# [ABOUT THIS TASK]
Your task is to find every line of the data that holds the string "ibuziuk" and copy it.

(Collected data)
[Start of section]

PR #1283, opened 2019-03-07
Dislabe check for che-starter as it should be deprecated.

Katka92:
### What does this PR do?
Remove test for che-starter. It causes failures in periodic tests and it should be deprecated so it is not worth to fix that.

### DIFF
--- a/functional-tests/src/test/resources/suites/prcheck.xml
+++ b/functional-tests/src/test/resources/suites/prcheck.xml
@@ -19,7 +19,6 @@
 
     <test name="all">
         <classes>
-            <class name="com.redhat.che.functional.tests.WorkspaceTest"/>
             <class name="com.redhat.che.functional.tests.BuildAndRunProjectTest"/>
         </classes>
     </test>
--- a/functional-tests/src/test/resources/suites/simpleTestSuite.xml
+++ b/functional-tests/src/test/resources/suites/simpleTestSuite.xml
@@ -20,7 +20,6 @@
     <test name="all">
         <classes>
             <class name="org.eclipse.che.selenium.miscellaneous.DialogAboutTest"/>
-            <class name="com.redhat.che.functional.tests.WorkspaceTest"/>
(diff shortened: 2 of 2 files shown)


ibuziuk:
@Katka92 am I correct that there still will be tests for workspace creation via User Dashboard ?

Katka92:
@ibuziuk Now we have only workspace created directly via API. Test you are speaking about is included in upstream tests and we can try to add it to the suite. We used to have this test but when tests became unstable we decreased the amount of tests. As now we have only one left, we can add other tests. I'll create issue about that. Thank you for your comment.

ibuziuk:
> Now we have only workspace created directly via API.

@Katka92  Do you mean che server API? I still do not understand, once this PR is merged will we still have a workspace startup test during PR check? Could you please clarify which tests will be running on PR check once the PR is merged ?

Katka92:
@ibuziuk When this PR is merged, there would be only one test running on PR check [1]. This test tests workspace startup as one part of overal flow. It creates and starts workspace. Once it is successfully done, it tries to build and run project. Then it stops and removes workspace. 
Your question was

> @Katka92 am I correct that there still will be tests for workspace creation via User Dashboard ?

We didn't have test for workspace creation via User Dashboard. I think that it uses ws-master, so yes, it calls che-server API.

[1] https://github.com/redhat-developer/rh-che/pull/1283/files#diff-ecdc7a16b8972c0f256543359f362e46R22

[End of section]

# [SOLUTION FOR THIS TASK]
ibuziuk:
@ibuziuk Now we have only workspace created directly via API. Test you are speaking about is included in upstream tests and we can try to add it to the suite. We used to have this test but when tests became unstable we decreased the amount of tests. As now we have only one left, we can add other tests. I'll create issue about that. Thank you for your comment.
ibuziuk:
@ibuziuk When this PR is merged, there would be only one test running on PR check [1]. This test tests workspace startup as one part of overal flow. It creates and starts workspace. Once it is successfully done, it tries to build and run project. Then it stops and removes workspace. 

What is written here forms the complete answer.